-- What you should do --
Could you output every record again, exactly as given?

***** Dataset *****

PR #571, opened 2023-08-28
fix: allow uppercase letters in handlers

davemooreuws:


pkg/build/build.go
```diff
@@ -102,6 +103,14 @@ func BuildBaseImages(s *project.Project) error {
 		maxConcurrency = newVal
 	}
 
+	// check functions for valid names
+	for _, fun := range s.Functions {
+		_, err := reference.Parse(fun.Name)
+		if err != nil {
+			return fmt.Errorf("function name for handler \"%s\" is invalid, must be valid ASCII containing lowercase and uppercase letters, digits, underscores, periods and hyphens", fun.Handler)
```
jyecusch:
```suggestion
			return fmt.Errorf("invalid handler name \"%s\". Names can only include alphanumeric characters, underscores, periods and hyphens", fun.Handler)
```

May as well improve the error message at the same time. Here's a suggestion to make it accurate and concise, open to alternatives.

jyecusch (changes requested):
Looks good, tested and works as expected. I made one suggestion on how to improve the error message.

pkg/build/build.go
davemooreuws: I agree with the change

jyecusch (approved):

PR #1773, opened 2025-10-15
ci(alpine): add seabios package

jozzsi:
## Changes

seabios no longer gets installed in the alpine container which leads to the following error.

```
run-qemu: /usr/bin/qemu-system-x86_64 ...

qemu: could not load PC BIOS 'bios-256k.bin'
```

To resolve the error, make sure seabios is installed.

## Checklist

Fixes #


jozzsi:
no longer needed

PR #1774, opened 2025-10-16
fix(dracut): use grep -q/-s to silence output/error

coiby:
## Changes

There is no need to redirect output/error to /dev/null. Simply use -q/-s option provided by grep.

Note we should use avoid using "set -o pipefail lsinitrd PAHT_PATH_INITRAMFS | grep -q PATTERN". Because with set -o pipefail, a pipeline’s exit status becomes non-zero if any element of the pipeline fails and grep -q exits as soon as it sees a match.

*****

-- Result of this exercise --
PR #571, opened 2023-08-28
fix: allow uppercase letters in handlers

davemooreuws:


pkg/build/build.go
```diff
@@ -102,6 +103,14 @@ func BuildBaseImages(s *project.Project) error {
 		maxConcurrency = newVal
 	}
 
+	// check functions for valid names
+	for _, fun := range s.Functions {
+		_, err := reference.Parse(fun.Name)
+		if err != nil {
+			return fmt.Errorf("function name for handler \"%s\" is invalid, must be valid ASCII containing lowercase and uppercase letters, digits, underscores, periods and hyphens", fun.Handler)
```
jyecusch:
```suggestion
			return fmt.Errorf("invalid handler name \"%s\". Names can only include alphanumeric characters, underscores, periods and hyphens", fun.Handler)
```

May as well improve the error message at the same time. Here's a suggestion to make it accurate and concise, open to alternatives.

jyecusch (changes requested):
Looks good, tested and works as expected. I made one suggestion on how to improve the error message.

pkg/build/build.go
davemooreuws: I agree with the change

jyecusch (approved):

PR #1773, opened 2025-10-15
ci(alpine): add seabios package

jozzsi:
## Changes

seabios no longer gets installed in the alpine container which leads to the following error.

```
run-qemu: /usr/bin/qemu-system-x86_64 ...

qemu: could not load PC BIOS 'bios-256k.bin'
```

To resolve the error, make sure seabios is installed.

## Checklist

Fixes #


jozzsi:
no longer needed

PR #1774, opened 2025-10-16
fix(dracut): use grep -q/-s to silence output/error

coiby:
## Changes

There is no need to redirect output/error to /dev/null. Simply use -q/-s option provided by grep.

Note we should use avoid using "set -o pipefail lsinitrd PAHT_PATH_INITRAMFS | grep -q PATTERN". Because with set -o pipefail, a pipeline’s exit status becomes non-zero if any element of the pipeline fails and grep -q exits as soon as it sees a match.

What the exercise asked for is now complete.